Stored data entries:
****
Issue #11509, opened 2021-08-01
Chat Backups are inflated in size


SebiderSushi:
- [x] I have searched open and closed issues for duplicates
- [x] I am submitting a bug report for existing functionality that does not work as intended
- [x] I have read https://github.com/signalapp/Signal-Android/wiki/Submitting-useful-bug-reports
- [x] This isn't a feature request or a discussion topic

----------------------------------------

### Bug description
When creating backups using the "Chat backups" feature the resulting backup files don't appear to be deduplicated. They can be vastly bigger than the actual data used by the Signal app. Forwarding messages inflates backup size while Signal App Data Size does not change.

### Steps to reproduce
- Send a large-ish file or media (a couple megabytes)
- Create a backup and note down: Backup size & Signal app data usage
- Forward the file one or more times
- Create another backup, then compare backup sizes & Signap app data usage

**Actual result:** The Backup file size increases by the size of the forwarded file while Signal App usage does not. For example, in the case of another persons Signal i observed 400MB of app data usage while the backup file size was about 1GB.
**Expected result:** If Signal deduplicates forwarded messages internally they should also be deduplicated in backup files. The backup file should not be considerably larger than Signals app data.

### Device info
**Device:** Xiaomi Redmi 4X
**Android version:** LineageOS 15.1 based on AOSP 8.1.0
**Signal version:** 5.18.5

### Link to debug log
https://debuglogs.org/bb268c5fb8102c6c3430235813b64721c100dec8c3ac8dfe71885073a2133fc1

SebiderSushi:
Replying to a message of a large file/media has the same effect.

SebiderSushi:
This is reproducable with the current Signal version `5.29.7`
This issue is being blocked by the fact that no one considered this issue when implementing backups and even now there is no one available to review it.
There is nothing any user can do to help it move forward.

Thanks for trying though, stale bot. /s

SebiderSushi:
This is reproducable with the current Signal version `5.34.5`

SebiderSushi:
i guess it could be argued that this should not be discussed as a github issue as per this rule from #7598
> If you disagree with the way that a feature is working (but it's working!) that's not a bug.

[...]

PR #11900, opened 2022-01-15
introduce chunked backups

Roghetti:

### Contributor checklist

 * Oneplus 3, Android 9
 * Virtual device, Android 9
 * Virtual device, Android 11

----------

### Description

I work for bevuta IT GmbH, a company based in Germany.  Our boss is a Signal user on Android. He has the problem that he can't backup his Signal app data to the SD card and despite 128 GB of internal memory,  he no longer has free internal storage, mainly because of the signal backups.  The most reasonable explanation was that his Android version doesn't support file systems other than FAT32 on SD cards.  FAT32 has some limitations, such as a maximum file size of ~4 GB.  His Signal installation uses more than 4 GB.  To us, the use of a sd card for backups also seems advantageous, as it is easier to get at the data if the device breaks down.

We discussed several solutions.  The best solution we came up with, is to just chunk the Signal backup into parts smaller than 4 GB, if desired.  I was tasked to implement it.  To use this code in a real Signal installation, it has to be in the official release.  Now, here is my MR! :-)

### DIFF
--- a/app/src/main/java/org/thoughtcrime/securesms/backup/FullBackupBase.java
+++ b/app/src/main/java/org/thoughtcrime/securesms/backup/FullBackupBase.java
@@ -15,9 +15,9 @@ public abstract class FullBackupBase {
   private static final int DIGEST_ROUNDS = 250_000;
 
   static class BackupStream {
-    static @NonNull byte[] getBackupKey(@NonNull String passphrase, @Nullable byte[] salt) {
+    static @NonNull byte[] getBackupKey(@NonNull String passphrase, @Nullable byte[] salt, boolean isChunked) {
       try {
-        EventBus.getDefault().post(new BackupEvent(BackupEvent.Type.PROGRESS, 0, 0));
+        EventBus.getDefault().post(new BackupEvent(BackupEvent.Type.PROGRESS, isChunked, 0, 0));
 
         MessageDigest digest = MessageDigest.getInstance("SHA-512");
         byte[]        input  = passphrase.replace(" ", "").getBytes();
@@ -26,7 +26,7 @@ public abstract class FullBackupBase {
         if (salt != null) digest.update(salt);
 
         for (int i = 0; i < DIGEST_ROUNDS; i++) {
-          if (i % 1000 == 0) EventBus.getDefault().post(new BackupEvent(BackupEvent.Type.PROGRESS, 0, 0));
+          if (i % 1000 == 0) EventBus.getDefault().post(new BackupEvent(BackupEvent.Type.PROGRESS, isChunked, 0, 0));
           digest.update(hash);
           hash = digest.digest(input);
         }
@@ -45,17 +45,23 @@ public abstract class FullBackupBase {
     }
 
     private final Type type;
+    private final boolean isChunked;
     private final long count;
     private final long estimatedTotalCount;
 
-    BackupEvent(Type type, long count, long estimatedTotalCount) {
+    BackupEvent(Type type, boolean isChunked, long count, long estimatedTotalCount) {
       this.type                = type;
+      this.isChunked           = isChunked;
       this.count               = count;
       this.estimatedTotalCount = estimatedTotalCount;
     }
 
     public Type getType() {
       return type;
+    }
+
+    public boolean isChunked() {
+      return isChunked;
     }
 
     public long getCount() {
--- a/app/src/main/java/org/thoughtcrime/securesms/backup/FullBackupExporter.java
+++ b/app/src/main/java/org/thoughtcrime/securesms/backup/FullBackupExporter.java
@@ -106,7 +106,23 @@ public class FullBackupExporter extends FullBackupBase {
       throws IOException
   {
     try (OutputStream outputStream = new FileOutputStream(output)) {
-      internalExport(context, attachmentSecret, input, outputStream, passphrase, true, cancellationSignal);
+      internalExport(context, attachmentSecret, input, outputStream, passphrase, true, false, cancellationSignal);
+    }
+  }
+
+  public static List<File> exportChunked(@NonNull Context context,
+                                         @NonNull AttachmentSecret attachmentSecret,
+                                         @NonNull SQLiteDatabase input,
+                                         @NonNull File backupDir,
+                                         @NonNull String backupPrefix,
+                                         @NonNull String backupSuffix,
+                                         @NonNull String passphrase,
+                                         @NonNull BackupCancellationSignal cancellationSignal)
+      throws IOException
+  {
+    try (MultiFileOutputStream outputStream = new MultiFileOutputStream(backupDir, backupPrefix, backupSuffix)) {
+      internalExport(context, attachmentSecret, input, outputStream, passphrase, true, true, cancellationSignal);
+      return outputStream.getFiles();
     }
   }
 
@@ -120,7 +136,24 @@ public class FullBackupExporter extends FullBackupBase {
       throws IOException
   {
     try (OutputStream outputStream = Objects.requireNonNull(context.getContentResolver().openOutputStream(output.getUri()))) {
-      internalExport(context, attachmentSecret, input, outputStream, passphrase, true, cancellationSignal);
+      internalExport(context, attachmentSecret, input, outputStream, passphrase, true, false, cancellationSignal);
+    }
+  }
+
+  @RequiresApi(29)
+  public static List<DocumentFile> exportChunked(@NonNull Context context,
+                                                 @NonNull AttachmentSecret attachmentSecret,
+                                                 @NonNull SQLiteDatabase input,
+                                                 @NonNull DocumentFile backupDir,
+                                                 @NonNull String backupPrefix,
+                                                 @NonNull String backupSuffix,
+                                                 @NonNull String passphrase,
+                                                 @NonNull BackupCancellationSignal cancellationSignal)
+      throws IOException
+  {
+    try (MultiFileOutputStream29 outputStream = new MultiFileOutputStream29(context, backupDir, backupPrefix, backupSuffix)) {
+      internalExport(context, attachmentSecret, input, outputStream, passphrase, true, true, cancellationSignal);
+      return outputStream.getFiles();
     }
   }
 
@@ -131,7 +164,7 @@ public class FullBackupExporter extends FullBackupBase {
                               @NonNull String passphrase)
       throws IOException
   {
-    internalExport(context, attachmentSecret, input, outputStream, passphrase, false, () -> false);
+    internalExport(context, attachmentSecret, input, outputStream, passphrase, false, false, () -> false);
   }
 
   private static void internalExport(@NonNull Context context,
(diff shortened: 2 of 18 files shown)


newhinton:
@Roghetti This sounds amazing, one feature i am really looking forward to! 

I do have a question, could you explain how it is beeing chunked?
I had the idea some time ago that it would be amazing to create "yearly" backups to achieve the same. Reason for that is it would allow for a partial restore of a time range (without loosing the rest, if the key does not change)

Also do the chunks change between runs? Eg. does only the last chunk change because it is the one containing the new data?

Roghetti:
> @Roghetti This sounds amazing, one feature i am really looking forward to!
Thanks! :-)

> I do have a question, could you explain how it is beeing chunked?
It's just like a normal backup, but split into multiple files, if a single file would exceed a certain size. E.g., if your normal backup has 1.5 GB, the chunked backup would create two files, one with 1GB and one with 0.5GB as 1GB is the threshold I chose.
If you combine these files, e.g. with `cat` on the command line, you would get the same file as the 'normal' backup mechanism would give you.

> I had the idea some time ago that it would be amazing to create "yearly" backups to achieve the same. Reason for that is it would allow for a partial restore of a time range (without loosing the rest, if the key does not change)
> Also do the chunks change between runs? Eg. does only the last chunk change because it is the one containing the new data?
All chunks are affected when certain data has changed.
As this chunking is like the normal backup, but with multiple files, it depends in which order the data is exported. The current code exports each table of the sqlite-database, one by one, e.g., first MMS, then SMS, then Reactions and so on. If you get an MMS, all chunks (at least at the point with the new MMS) will change.
I like your idea of incremental backups, but it has to be addressed in a separate Pull Request and would affect the 'normal' and the chunked backup mechanism.

newhinton:
Ahhh thats a shame, i had hoped that this could reduce the data transferred each night and reduce wear on my flash-storage. Thanks anyway!

cody-signal:
Hey there, appreciate the PR. I'm not sure if we'll pull this in or not. I'll bring it up with the team.

newhinton:
@cody-signal There is also an [discussion](https://community.signalusers.org/t/some-form-of-incremental-backup/12047) in the forum regarding this. I think we need to somehow adress this, because backups can easily grow beyond 4Gb, which is problematic for different reasons mentioned in the discussion

Roghetti:
The following feature request is related: [Backup to FAT card](https://community.signalusers.org/t/backup-to-fat-card/12620)

HyperCriSiS:
Will the backups also be incremental?
The actual implementation  which forces full backup every day is really dumb :slightly_frowning_face:

newhinton:
@HyperCriSiS Sadly no, this will only 'split' the backup-file into parts. I hope that they will switch to incremental backups eventually. There is a linked discussion.

However, changing the backup-format should not be done very often, so we should do it properly. I think this pr should not be merged, since it fixes the symptom (backups beeing over 4Gb) and not the issue (missing segmentation/incremental backups) of ballooning backup-files

Smojo:
> I think this pr should not be merged, since it fixes the symptom (backups beeing over 4Gb) and not the issue (missing segmentation/incremental backups) of ballooning backup-files.

I would not agree to that. Chunking would help people with devices with small internal storage but an SD-Card slot, if the Signal container size growth over 4GB and so most probably also the backup file size. Without junking it need 3 times >4GB (2 x existing backups + temporarily other copy until the new backup finished). The backup is encrypted so no problem to put it there. That is also the reason this issue is described initially.

Looking forward that it gets merged.

newhinton:
@Smojo I dont disagree with you that the growing filesize is a problem (it is, and will get even worse with time)

However, the underlying issue is not that some filesystem has limitations that chunking needs to work around, but that signal-backup fikes grow in size indefinitively.

Chunking DOES fix that, but only the symptom, not the problem. 

I would like to see a solution where a single backup is split by year, and then only made 'on demand' (do we ALWAYS have to store chats again for 2016?)

This would solve the described issue AND the problem (as long as someone does not add more thab 4Gb per year, but i deem that unlikely)

Smojo:
Yeah, this might be something, which is needed and helps as well. 

Right (not sure if I'm wrong) the only possibility is to shorten chats by message-count (which also somehow results in a smaller container and so also smaller backup-file[s]), but nobody can really tell what this means in regards of "message retention" of a single chat. Some chats will not even go back a year or so if they are very talkative.

So I would agree if a chunking by time which results in a chunked container AND backup-files (which might also have a file-size limit of 4GB in addition to the split by time) will also solve the users problem described here. (without further thinking about symptom and problem ^^)

lieblingsnerd:
> I would like to see a solution where a single backup is split by year, and then only made 'on demand' (do we ALWAYS have to store chats again for 2016?)

I think what the problem is is in the eye of the beholder. Incremental backups have the risk that an increment will break unnoticed. If, like me, you want to keep all your messages, the solution implemented here is generally reasonable and complete in itself. If you don't want to have old messages anymore, you could delete them in the application, then they wouldn't be part of a full backup anymore. Different people, different needs. Either way, this solution should be better than none. If you implement something better that would be all the cooler of course. But no reason to wait right?

I would be very happy if this PR would be merged. Then I wouldn't have to delete backups by hand every day 😃

HyperCriSiS:
I see it not as breaking change. The current status of the backup system is really bad because it is incomplete. 
Since some days Signal even looses the permission to the folder. I have to re-enable it every few days.

newhinton:
@Smojo I am not against merging this pr. I am just advocating on doing it properly the first time, and make it work properly for everyone without stopgap measures. We should not change such important parts of an application more often than we need to.

In my opinion, just chunking only fixes a minor part of the issue, because big files (chunked or not) still cannot properly be moved to cloud-storage or remote storage in general.

In the end the dev's need to find out how they would like to adress this issue, and i can only hope that it will be a solution that also satisfies my usecase, aswell as yours. If it only helps people with a 4GB limit, i will still be happy for you ;)

newhinton:
There is also this comment:

https://github.com/signalapp/Signal-Android/issues/11509#issuecomment-1097142650

Smojo:
> big files (chunked or not) still cannot properly be moved to cloud-storage or remote storage in general.

Isn't a chunking every 1GB (@Roghetti explained that already) at least one way to deal with that? It is an imho okayish size-limit for the chunks and/or for "bigger" files on Smartpones + also to copy where-ever you want to copy. Or in other words: I would not say that the chunks are big files ;-) - the current backups are.

> what exactly is the 'root' cause? is it FAT with it's limitation, or is it the files that are to big? This is not necessarily a technical question but an user experience one, and that depends on your view

I can just repeat myself (and close with the same sentence). There is for sure other stuff to be solved, but it feels like this PR should not be merged (and/or discussed forever) just because it does not address all the problems and/or potential root cause(s) out there. FAT is the default of Android for portable storage. We don't need to discuss it's limit for files bigger than 4GB or push the problem to it.

Also I don't see that the discussion that it is bad that the signal message container is big
and/or the backup is even bigger (for whatever reason - missing dedup for media in backup like explained in the comment etc.) 
and/or why people want to keep messages 
and/or on which ways messages can be deleted
and/or how long older backups should be supported
leads to something.

Just the opinion of one user who is struggling with this. (next to @Roghetti / @HyperCriSiS / and @lieblingsnerd )

Roghetti:
To clarify a bit:
The backup-chunking is an additional backup option, introduced with this Pull Request.
So, you can make traditional single-file backups and chunked backups – as you wish.
The backup mechanism is already the same and uses the same code: I.e. it isn't much of a burden to maintain this.
Technically we use a custom Outputstream class there which does the chunking instead of the normal FileOutputStream.
This leads also to a compatibility in another way: (1) You can take a normal backup, split it up on the command line and import it in Signal (when this PR is merged). (2) You can take a chunked backup, cat it on the command line into a single file and import it on a regular Signal installation.

klorydryk:
I don't see any option for this right now. Is this coming in a futur release?

Diapolo:
That pull would make my life so much easier, as I currently can use just FAT32 for Signal backups on my external SDCard on Android + the backup exeeds a 4 GiB file size. It would be great if the devs could consider merging this one 👍 .

Thank you!

janvlug:
The is still a need for this functionality.

klorydryk:
Please someone to merge this! <3

greyson-signal:
We won't be merging this as-is, but we do have some plans for trying to do some of this work in the coming weeks. I'll leave this open until we get around to it. Thanks!

klorydryk:
Good news, @greyson-signal <3
Please keep us informed of the progress and the way you want to do it!

dev-aniketj (approved):

Grunthos:
If there is any plan in this process to allow even basic incremental backups (eg. chunking + rotating selection from tables based on time periods), then I would be happy to help on any aspect of the Android/common coding or testing side of things.

I have not looked at the data side of things, but a naive approach would seem to me to:

- find all records < (year1 = min(year))
- backup via chunking
- find all records from (year-1 to (year2=(year1-1))
- backup to new base name via chunking
- Finish the backup and start a 'new' one for the next year
- ditto all the way to yearN and year(N+1)
- subsequent backups read old chunks and write new temporary chunks, discarding the temp chunks if the old chunk matches. Discard the old chunk if a discrepency is found. 

This should result in a single current and consistent backup, and only result in 'new' files for the recent year. One could also chunk by month or some other user-defined interval.

Grunthos:
Chunked backups of some kind are an important feature.

Grunthos:
It would be great to have SOME solution along these lines!

janvlug:
Once I lost all history because backup failed of the file being too large for the file system. This is very important and highly needed functionality.

janvlug:
There is still an urgent need for this functionality.

Grunthos:
This issue is not stale! It's just receiving the attention it deserves. The problem it addresses is not going away and is getting worse. It has resulted in me largely giving up on using Signal except in rare circumstances.

Grunthos:
`wontfix` tag was added by the bot and should probably be removed since that represents policy by stagnation vs deliberative decision.

Grunthos:
This still remains a crucial feature. The lack of it means that I now use signal for far fewer people and purposes.

Xyaren:
bump

Grunthos:
And I second that bump. The current situation is untenable.

Smojo:
@greyson-signal over a year ago you commented ( https://github.com/signalapp/Signal-Android/pull/11900#issuecomment-1369013837 ): 

> We won't be merging this as-is, but we do have some plans for trying to do some of this work in the coming weeks. I'll leave this open until we get around to it. Thanks!

What happened since then?

LordBurtz:
what is the status for incremental backups?
as my backup is growing to 8gb I never want to transfer a full backup to the cloud as it takes _a lot_ of time, incremental backups would be perfect or at least the option to just backup a certain timeframe and then splice them together on restore..

gerum100:
I was tired waiting for smaller backup for years, I have implemented it as an external tool. So if anybody want to use my [Signal Backup Deduplicator](https://gitlab.com/gerum/signal-backup-deduplicator), it is available.

klorydryk:
Thanks for this! So nice, I'll test it!

Xyaren:
bump

cody-signal:
We took this as feedback as part of designing our new local backup system that will uses multiple smaller files and deduping. This will mean more files but none likely to exceed a 100mb. Take a look at our commit history if you're interested. As such, we won't be taking this work into the app but appreciate the time and effort put into it.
****
* _TASK REQUIREMENTS_: In the records above, locate every line with the string "each" and copy it.

* _RESULT BELOW_:
As this chunking is like the normal backup, but with multiple files, it depends in which order the data is exported. The current code exports each table of the sqlite-database, one by one, e.g., first MMS, then SMS, then Reactions and so on. If you get an MMS, all chunks (at least at the point with the new MMS) will change.
Ahhh thats a shame, i had hoped that this could reduce the data transferred each night and reduce wear on my flash-storage. Thanks anyway!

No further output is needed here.